Extreme monetary conditions are adding to the risk of a “property market correction” in Scandinavia’s largest economy, according to Moody’s Investors Service.
Switzerland faces similar hurdles, though the risks to the housing market are more pronounced in Sweden, Moody’s said. Banks in both countries will see their lending income suffer as policy rates remain below zero, according to the rating company.
“As benchmark rates remain in negative territory, we expect tightening
interest margins to increasingly put pressure on revenues for banks in
Sweden and Switzerland," Oscar Heemskerk, associate managing
director at Moody’s, said in a statement. "Negative interest rates also increase the sector’s vulnerability to high household indebtedness and a property market correction, particularly in Sweden."
Switzerland’s policy rate has been at minus 0.75 percent since January last year. Sweden’s Riksbank, which this week holds its second monetary policy meeting of 2016, cut its benchmark repo rate by 15 basis points in February, to minus 0.5 percent. That move “is putting further pressure on deposit margins. As a result, Moody’s anticipates net interest margins to tighten slightly this year,” Heemskerk said.
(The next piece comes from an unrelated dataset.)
PR #242, opened 2025-01-08
Implement accessible descriptions within `Field`

knowler:
This pull request is a follow-up to #232 and includes the logic for wiring the `<Description>` `id` to the `aria-describedby` attribute on controls. For now, I’ve only done so for `<TextBox.Input>`, but after the first round of reviews, I’ll add the rest of the form control components.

The negative-rate environment in Sweden is adding to “banks’ exposure to the downside risk of significant house price corrections,” he said.
Though Swedish household indebtedness is high, risks are balanced by high wealth levels, generous unemployment benefits and a shortage of homes that is likely to buoy prices, according to Moody’s.
Banks don’t necessarily face big losses on mortgage loans, but the rating company says it “would expect any substantial property price decline to curb credit growth and weaken general economic activity, leading to losses arising in banks’ SME and CRE portfolios.”